SUPPLIED ENTRIES:

============================================================

PR #384, opened 2023-02-25
Surveylist

ramirobg94:


src/screens/Surveys/components/SurveysList/SubPanel/SurveysOriginSelector/component.js
```diff
@@ -0,0 +1,36 @@
...
+      return {
+        label: t('Surveys:subpanel.surveys_origin_selector.local.label'),
+        onPress: () => setSurveysOrigin('remote'),
+      };
+    } else {
+      return {
+        label: t('Surveys:subpanel.surveys_origin_selector.remote.label'),
+        onPress: () => setSurveysOrigin('local'),
+      };
+    }
```
SteRiccio: the code looks very similar, you could use the surveyOrigin to create the label key; same for the "new" origin: it is the other one
something like:
`const labelKey = ``Surveys:subpanel.surveys_origin_selector.${surveyOrigin}.label``
const newOrigin = surveyOrigin === 'local'? 'remote': 'local'`

SteRiccio (approved):

PR #391, opened 2023-03-13
logs

ramirobg94:


src/infra/objectUtils.js
```diff
@@ -14,9 +15,11 @@ export const deleteValueByKey =
 export const mergeSpread = (obj, newObj) => ({...obj, ...newObj});
 export const mergeShallow = (obj, newObj) => Object.assign({}, obj, newObj);
 export const mergeNoSpread = (obj, newObj) => {
+  perfState.start('mergeNoSpread');
   const result = Object.assign({}, obj);
   Object.keys(newObj).forEach(key => {
```
SteRiccio, line 20: here it would be better to iterate over the "entries", so you can save accessint to newObj[key]...

PR #392, opened 2023-03-17
New libraries

ramirobg94:


src/state/__persistence/index.js
```diff
@@ -65,7 +66,7 @@ export function* persistRecordWithKeyAndMergeCurrentNodes({record}) {
     );
     recordKey = yield call(
       getRecordKey,
-      Object.values(Objects.isEmpty(nodes) ? record.nodes : nodes),
+      Object.values(Objects.isEmpty(nodes) ? record.nodes || [] : nodes),
```
SteRiccio: record.nodes is an object of nodes indexed by uuid, not an array: you should default it with {}

SteRiccio (approved):
Good for me

src/state/__persistence/index.js
ramirobg94:
```suggestion
      Object.values(Objects.isEmpty(nodes) ? record.nodes || {} : nodes),
```

PR #511, opened 2023-10-25
Update versions

ramirobg94:


SteRiccio (approved):

src/form/Attributes/Coordinate/Form/GetLocation/index.js
```diff
@@ -102,7 +110,13 @@ const GetLocation = ({handleSaveLocation, selectedSrs, surveySrsIndex}) => {
           disabled={loading}
         />
       )}
-
+      {loading && !location && (
+        <ActivityIndicator
+          size="large"
+          color={styles?.colors?.primaryText}
+          style={styles.spinner}
+        />
```
SteRiccio, line 118: since you are using the same component with the same parameters inside ListRecords, maybe it could be extracted into a custome component that you can call SpinnerActivityIndicator or whatever you want

src/form/Attributes/Coordinate/Form/GetLocation/index.js
```diff
@@ -27,7 +27,15 @@ export const toFixedIfLongerAndNumber = (value, decimals = 3) => {
...
-const _sorter = (a, b) => (a > b ? 1 : a === b ? 0 : -1);
+const _sorter = (a, b) => {
+  if (a > b) {
+    return 1;
+  }
+  if (a === b) {
+    return 0;
+  }
+  return -1;
+};
```
SteRiccio, line 38: what's the difference with the default sort comparator?

src/form/Attributes/Taxonomy/Form/index.js
```diff
@@ -41,6 +41,19 @@ const getTextForSearch = (item, language) => {
   return normalizedString;
 };
 
+const generateKey = (item, textForSearch) => {
```
SteRiccio, line 44: what is this function for? please add some comments...

src/form/Attributes/Taxonomy/Form/index.js
```diff
@@ -41,6 +41,19 @@ const getTextForSearch = (item, language) => {
...
+  const vernacularNames = getVernacularNames({item});
+  const _textForSearch = textForSearch || item?.textForSearch || false;
+
+  const _key = _textForSearch
+    ? `${item.uuid}-${_textForSearch}-${Object.values(item?.vernacularNames)
+        .flatMap(i => i)
+        .map(i => i.uuid)}`
+    : `${item.uuid}-${vernacularNames.join(',')}`;
```
SteRiccio, line 52: maybe you can extract the part to get the vernacular name uuids and the final key can be:
`${item.uuid}-${vernacularNameUuids.join('-')}-${_textForSearch ?? ''}`

src/form/Attributes/Coordinate/Form/GetLocation/index.js
ramirobg94: sonar was complaining. First: It needs a sort function defined, then the ternary

src/form/Attributes/Taxonomy/Form/index.js
ramirobg94: yes maybe it is easier to read

src/form/Attributes/Coordinate/Form/GetLocation/index.js
ramirobg94: yes I will add other PR to unify this component

src/form/Attributes/Coordinate/Form/GetLocation/index.js
SteRiccio: I would have considered this just as a false positive...! you are compareing object keys (strings) with a function that is equal to the default sort comparator in the end...

PR #526, opened 2024-01-15
add uri to the file

ramirobg94:


SteRiccio:
Will the uri be included in the value sent to the server?

ramirobg94:
yes, should we remove that?

SteRiccio:
> yes, should we remove that?

it's not necessary in Arena... keep it in mobile if you need it but remove when you upload the records

PR #527, opened 2024-01-16
hide button

ramirobg94:


src/state/files/selectors.js
```diff
@@ -53,6 +55,7 @@ const getFilesByUuidNodeUuid = createCachedSelector(
 
 export default {
   getFiles,
+  getNumFiles,
```
SteRiccio, line 58: Where is it used?

SteRiccio (approved):
Approved with a comment

src/state/files/selectors.js
ramirobg94: future PR

PR #534, opened 2024-02-02
Multiple entity home

ramirobg94:
PR to create a multiple entity Home


src/screens/Form/components/BreadCrumbs/components/BreadCrumb/component.js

============================================================

WORK TASK: Search the preceding listing for "function", then copy every line that holds it.

EXERCISE RESULT:
@@ -65,7 +66,7 @@ export function* persistRecordWithKeyAndMergeCurrentNodes({record}) {
SteRiccio, line 44: what is this function for? please add some comments...
ramirobg94: sonar was complaining. First: It needs a sort function defined, then the ternary
SteRiccio: I would have considered this just as a false positive...! you are compareing object keys (strings) with a function that is equal to the default sort comparator in the end...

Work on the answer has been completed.